Question

the graph plots four equations, a, b, c, and d: line a joins ordered pair negative 6, 16 and 9, negative 4. line b joins ordered pair negative 2, 20 and 8, 0. line c joins ordered pair negative 7, negative 6 and 6, 20. line d joins ordered pair 7, 20 and 0, negative 7. which pair of equations has (4, 8) as its solution? equation a and equation c equation b and equation c equation c and equation d equation b and equation d

Answer 1

The pair of equations that has (4, 8) as its solution are the two equations represented by the lines which intersect at point (4, 8).
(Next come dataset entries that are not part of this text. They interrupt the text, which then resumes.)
PR #333, opened 2018-06-26
Hot fix snapshot valid

halink0803:


data/fetcher/fetcher.go
```diff
@@ -415,13 +415,15 @@ func (self *Fetcher) PersistSnapshot(
...
 					newEbalance := oldAuth.ExchangeBalances[key.(common.ExchangeID)]
+					newEbalance.Valid = false
 					newEbalance.Error = v.Error
 					newEbalance.Status = false
 					allEBalances[key.(common.ExchangeID)] = newEbalance
 				}
 			}
-			snapshot.Valid = false
-			snapshot.Error = v.Error
+			// Temporarily snapshot is false only when cannot get balance from blockchain
```
cyberliem: should it be invalid if newEbalance.Valid =false and newEbanalnce.Status= true?

halink0803:
Binance not maintainnace anymore. This fix should be applied to next staging.

PR #402, opened 2018-08-01
use setting in stat init

cyberliem:


cyberliem:
[reserve Stat got a nil setting interface](https://trello.com/c/6Cs515Bs/217-reserve-stat-got-a-nil-setting-interface)

cyberliem:
[Stat is reading token setting directly from database instead of using core API](https://trello.com/c/Z9ARAuZB/210-stat-is-reading-token-setting-directly-from-database-instead-of-using-core-api)

PR #403, opened 2018-08-02
Check auth data after token update

cyberliem:


cyberliem:
[When confirm new settings. Core return in consistent authdata.](https://trello.com/c/1nBdxiAN/219-when-confirm-new-settings-core-return-in-consistent-authdata)

PR #404, opened 2018-08-02
Get cap by address

halink0803:


halink0803:
[Stat | implement "/daily-limit-by-address/:addr" API](https://trello.com/c/OMSuTpYh/214-stat-implement-daily-limit-by-address-addr-api)

http/permission.go
```diff
@@ -3,8 +3,9 @@ package http
...
 const (
-	ReadOnlyPermission    Permission = iota // can only read data
-	RebalancePermission                     // can do everything except configure setting
-	ConfigurePermission                     // can read data and configure setting, cannot set rates, deposit, withdraw, trade, cancel activities
-	ConfirmConfPermission                   // can read data and confirm configuration proposal
+	ReadOnlyPermission      Permission = iota // can only read data
+	RebalancePermission                       // can do everything except configure setting
+	ConfigurePermission                       // can read data and configure setting, cannot set rates, deposit, withdraw, trade, cancel activities
+	ConfirmConfPermission                     // can read data and confirm configuration proposal
+	UserDashboardPermission                   // can push kyc info to reserve stat
```
favadi: Please reuse the ConfirmConfPermission permission for the new KYC API, as the consumer is already used it for the `/update-user-addresses` API.

stat/reserve_stat.go
```diff
@@ -390,18 +395,43 @@ func (self ReserveStats) Stop() error {
...
+//GetTxCapByAddress return user Tx limit by wei
+func (rs ReserveStats) GetTxCapByAddress(addr ethereum.Address) (*big.Int, error) {
+	address := common.AddrToString(addr)
+	kyced, err := rs.GetKYCByAddress(address)
+	if err != nil {
+		return nil, err
+	}
+	var cap float64
+	if kyced {
+		cap = common.KycedCap().TxLimit
```
favadi: cap is a builtin keyword, could you please change the variable to something else?

http/permission.go
halink0803: @favadi I removed in next commit. However, as I checked again with user dashboard, they only call this api for core and have not use any key to call any api for core before. So, please confirm if this key is ConfirmConfPermission.

halink0803:
There is another PR https://github.com/KyberNetwork/reserve-data/pull/412 was merged into master so I will close this PR.

PR #405, opened 2018-08-02
versioned all setting

cyberliem:


cyberliem:
[When confirm new settings, there is a need to sync between new setting and auth data](https://trello.com/c/1nBdxiAN/219-when-confirm-new-settings-there-is-a-need-to-sync-between-new-setting-and-auth-data)

PR #407, opened 2018-08-06
Enable race condition detector for test in travis

halink0803:


halink0803:
[Enable race condition detector for test](https://trello.com/c/LwnG9JZU/132-enable-race-condition-detector-for-test)

PR #411, opened 2018-08-10
export and prune data according to agreed format

cyberliem:


cyberliem:
[Control rates.db from stat](https://trello.com/c/TDI6tg9F/222-control-ratesdb-from-stat)

stat/stat_storage_control.go
```diff
@@ -0,0 +1,154 @@
...
+				}
+			}
+		}
+		if err := os.Remove(fileName); err != nil {
+			log.Fatal(err)
+		}
+	}
+}
+
+// uploadAndVerify upload the file to remote storage and check its intergrity
```
halink0803: `integrity` not `intergrity`

stat/stat_storage_control.go
```diff
@@ -0,0 +1,154 @@
...
+		t := <-self.storageController.Runner.GetRateStorageControlTicker()
+		timepoint := common.TimeToTimepoint(t)
+		log.Printf("StatPruner: got signal in rate storage control channel with timestamp %d", timepoint)
+		//continuously pruning until there is no more expired data.
+		for {
+			tempfileName := fmt.Sprintf("./exported/TempExpireRateData.gz")
+			fromTime, toTime, nRecord, err := self.rateStorage.ExportExpiredRateData(common.GetTimepoint(), tempfileName)
+			fileName := fmt.Sprintf("./exported/ExpiredRateData_%d_%d.gz", fromTime, toTime)
+			if rErr := os.Rename(tempfileName, fileName); rErr != nil {
+				log.Printf("StatPruner: cannot rename file (%s)", rErr)
```
halink0803: Is this error acceptable? I see you print error and stop the loop, but not return the error.

stat/stat_storage_control.go
```diff
@@ -0,0 +1,154 @@
...
+}
+
+func (self ReserveStats) RunStorageController() error {
+	err := self.storageController.Runner.Start()
+	if err != nil {
+		return err
+	}
+	go func() {
+		if cErr := self.ControllPriceAnalyticSize(); cErr != nil {
+			log.Printf("Control price analytic failed: %s", cErr.Error())
```
halink0803: Should return cErr?

stat/stat_storage_control.go
```diff
@@ -0,0 +1,154 @@
...
+		}
+	}()
+	go func() {
+		if rErr := self.ControllRateSize(); rErr != nil {
+			log.Printf("StatPruner: Control rate analytic failed: %s", rErr.Error())
```
halink0803: Should it returns rErr?

stat/statpruner/storage_controller_runner.go
```diff
@@ -7,14 +7,17 @@ import (
...
+	GetRateStorageControlTicker() <-chan time.Time
 	Start() error
 	Stop() error
 }
 
 type ControllerTickerRunner struct {
-	ascduration time.Duration
-	ascclock    *time.Ticker
-	signal      chan bool
+	ascduration  time.Duration
```
halink0803: should be ascDuration.

stat/statpruner/storage_controller_runner.go
```diff
@@ -7,14 +7,17 @@ import (
...
+	rateDuration time.Duration
+	ascclock     *time.Ticker
```
halink0803: should it be ascClock?

stat/storage/rate_bolt.go
```diff
@@ -88,3 +100,101 @@ func (self *BoltRateStorage) GetReserveRates(fromTime, toTime uint64, ethReserve
...
+		if cErr := zw.Close(); cErr != nil {
+			log.Printf("StatPruner: closing gzip error %s", cErr.Error())
+		}
+		if cErr := outFile.Close(); cErr != nil {
+			log.Printf("Expire file close error: %s", cErr.Error())
+		}
+	}()
+
+	err = self.db.View(func(tx *bolt.Tx) error {
+		var uErr error
```
halink0803: inside db View function, should use only vErr for consistent. Below also have bUerr which is not very clear.

halink0803:
From now on, new function should not use `self` or `this`.

stat/stat_storage_control.go
cyberliem: prune storage is a continuous process, if the program return now it will break that logic.
In practical, we has a lot of error returned from the pruning process (network down etc). The record from S3 shows that there was error, and the prune continue the next day, success and prune records for 2 days in the past.

stat/stat_storage_control.go
cyberliem: same as above

halink0803:
PR https://github.com/KyberNetwork/reserve-data/pull/413 was merged into master, so this PR could be close.

cyberliem:
This pr is duplicated from [#413](https://github.com/KyberNetwork/reserve-data/pull/413)

PR #412, opened 2018-08-10
Update api to get user cap for each TX by address

halink0803:


halink0803:
[Stat | implement "/daily-limit-by-address/:addr" API](https://trello.com/c/OMSuTpYh/214-stat-implement-daily-limit-by-address-addr-api)

PR #414, opened 2018-08-13
Update api /cap-by-address

halink0803:


halink0803:
[Change user kyced tx limit](https://trello.com/c/APmRnFND/228-change-user-kyced-tx-limit)

PR #420, opened 2018-08-22
Add get step function data

halink0803:
TODO tasks:

- [ ] ~Wrap Blockchain ContractCaller to match abi/bind.ContractCaller interface~
- [x] Concurrent getStepFunction
- [x] Prefetch step function data

I change to use our Contract.Call function, so don't need to wrap our blockchain contract caller anymore.

### DIFF
--- a/data/fetcher/fetcher.go
+++ b/data/fetcher/fetcher.go
@@ -752,23 +752,31 @@ func (fc *Fetcher) RunStepFunctionDataStorage() {
 	tick := time.NewTicker(1 * time.Minute)
 	for {
 		data := sync.Map{}
+		// get current blockchain block
+		block, err := fc.blockchain.CurrentBlock()
+		if err != nil {
+			log.Printf("Cannot get current block: %s", err.Error())
+		}
+
 		// fetch all data from blcokchain
-		err := fc.fetchStepFunctionData(&data)
+		err = fc.fetchStepFunctionData(&data, block)
 
 		if err != nil {
 			log.Printf("fetch step function data error: %s", err.Error())
 		} else {
 			// convert data from sync map to go object
 			result := common.StepFunctionData{}
+			result.BlockNumber = block
+			result.Tokens = map[string]common.StepFunctionResponse{}
+
 			data.Range(func(k, v interface{}) bool {
 				token := k.(string)
 				stepData := v.(common.StepFunctionResponse)
-				result[token] = stepData
+				result.Tokens[token] = stepData
 				return true
 			})
 
 			// save data to storage
-			log.Printf("Result length: %d", len(result))
 			err := fc.stepFunctionDataStorage.StoreStepFunctionData(result)
 			if err != nil {
 				log.Printf("Store step function data error: %s", err.Error())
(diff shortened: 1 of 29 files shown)


halink0803:
TODO:
- [ ] Check valid data from blockchain

halink0803:
[Create an endpoint which return all imbalanceStepFunc of supported token](https://trello.com/c/TGXqBomo/234-create-an-endpoint-which-return-all-imbalancestepfunc-of-supported-token)

data/fetcher/fetcher.go
```diff
@@ -743,3 +747,87 @@ func (self *Fetcher) fetchPriceFromExchange(wg *sync.WaitGroup, exchange Exchang
...
+			data.Range(func(k, v interface{}) bool {
+				token := k.(string)
+				stepData := v.(common.StepFunctionResponse)
+				result.Tokens[token] = stepData
+				return true
+			})
+
+			// save data to storage
+			err := fc.stepFunctionDataStorage.StoreStepFunctionData(result)
+			if err != nil {
```
favadi: using same error instance as outer scope.

data/fetcher/fetcher.go
```diff
@@ -743,3 +747,87 @@ func (self *Fetcher) fetchPriceFromExchange(wg *sync.WaitGroup, exchange Exchang
...
+	}
+}
+
+func (fc *Fetcher) fetchStepFunctionData(data *sync.Map, block uint64) error {
+	var fetchStepFunctionDataErrCh = make(chan error)
+
+	// get internal token list
+	tokens, err := fc.setting.GetInternalTokens()
+	if err != nil {
+		log.Printf("Cannot get internal tokens: %s", err.Error())
```
favadi: this should be a fatal error.

data/storage/bolt.go
```diff
@@ -1670,3 +1674,41 @@ func (self *BoltStorage) ConfirmTokenUpdateInfo(tarQty common.TokenTargetQtyV2,
...
+	err := bs.db.Update(func(tx *bolt.Tx) error {
+		dataJSON, uErr := json.Marshal(data)
+		if uErr != nil {
+			return uErr
+		}
+		b := tx.Bucket([]byte(stepFunctionBucket))
+		v := b.Get(key)
+		if v != nil {
+			uErr := b.Delete(key)
+			if uErr != nil {
```
favadi: I don't think it is necessary to delete the data before put the new key.

data/storage/bolt.go
```diff
@@ -1670,3 +1674,41 @@ func (self *BoltStorage) ConfirmTokenUpdateInfo(tarQty common.TokenTargetQtyV2,
...
+			}
+		}
+		return b.Put(key, dataJSON)
+	})
+	return err
+}
+
+//GetStepFunctionData return current step function data
+func (bs *BoltStorage) GetStepFunctionData() (common.StepFunctionData, error) {
+	key := []byte("latest_data")
```
favadi: this key should be a package level const.

favadi:
I pushed some minor fixes in https://github.com/KyberNetwork/reserve-data/pull/420/commits/3c2e67b52285d5d3ffb66d0c32bd82a67174a778.

PR #422, opened 2018-09-05
[WIP] switch to go modules

favadi:


favadi:
[Use another package management instead of Godep](https://trello.com/c/7st4TUzp/55-use-another-package-management-instead-of-godep)

favadi:
Close as deprecated.

PR #423, opened 2018-09-12
new gas price strategy

tranvictor:


favadi:
[Improve gas price setting scheme](https://trello.com/c/AIju9Xns/244-improve-gas-price-setting-scheme)

tranvictor:
@favadi just fixed null tx bug from your commit :D

PR #424, opened 2018-09-17
wait group done when encountered err at reserveSupportedToken

cyberliem:


cyberliem:
[/get-reserve-rate returns no data](https://trello.com/c/kl9elg1G/236-get-reserve-rate-returns-no-data)

stat/fetcher.go
```diff
@@ -751,6 +751,7 @@ func (self *Fetcher) FetchReserveRates(timepoint uint64) {
 			go self.GetReserveRates(block, reserve, tokens, &data, &wg)
 		} else {
 			log.Printf("ERROR: Can not get reserve rates %s", err)
```
favadi: minor suggestion, we should only add to the waitgroup right before the go routine function. 

```go
		tokens, err := self.ReserveSupportedTokens(reserve)
		if err == nil {
			wg.Add(1)
			go self.GetReserveRates(block, reserve, tokens, &data, &wg)
		} else {
			log.Printf("ERROR: Can not get reserve rates %s", err)
		}
```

The lines are line b and line d.
Therefore the equations are equation b and equation a.

Answer 2

Answer with explanation:

Eqation of line joining two points (a,b) and (c,d) is given by

       $\rightarrow \frac{y-b}{x-a}=\frac{b-d}{a-c}$

Eqation of line a, which joins two points (-6,16) and (9,-4) is

          $\rightarrow \frac{y-16}{x+6}=\frac{16-(-4)}{-6-9}\\\\\rightarrow -15 y+240=20 x+120\\\\20x+15y=120\\\\4x+3y=24$

⇒Putting, x=4 and , y=8 in above equation

   4 × 4+3×8=16+24=40≠24

Point (4,8) does not lie on this line.

⇒⇒Eqation of line b, which joins two points (2,20) and (8,0) is

       $\rightarrow \frac{y-20}{x-2}=\frac{20-0}{2-8}\\\\\rightarrow -6 y+120=20 x-40\\\\20x+6y=160\\\\10x+3y=80$

⇒Putting, x=4 and , y=8 in above equation

   10 × 4+3×8=40+24=64≠80

Point (4,8) does not lie on this line.

⇒⇒Eqation of line c, which joins two points (7,-6) and (6,20) is

       $\rightarrow \frac{y-20}{x-6}=\frac{20-(-6)}{6-7}\\\\\rightarrow -y+20=26 x-156\\\\26x+6y=176\\\\13x+3y=88$

⇒Putting, x=4 and , y=8 in above equation

   13× 4+3×8=52+24=76≠88

Point (4,8) does not lie on this line.

⇒⇒Eqation of line d, which joins two points (7,20) and (0,-7) is

       $\rightarrow \frac{y-20}{x-7}=\frac{20-(-7)}{7-0}\\\\\rightarrow 7y-140=27x-189\\\\27x-7y=189-140\\\\27x-7y=49$

  ⇒Putting, x=4 and , y=8 in above equation

   27× 4-7×8=108-56=52≠24

Point (4,8) does not lie on this line.

⇒None of the two lines has point of Intersection at point (4,8).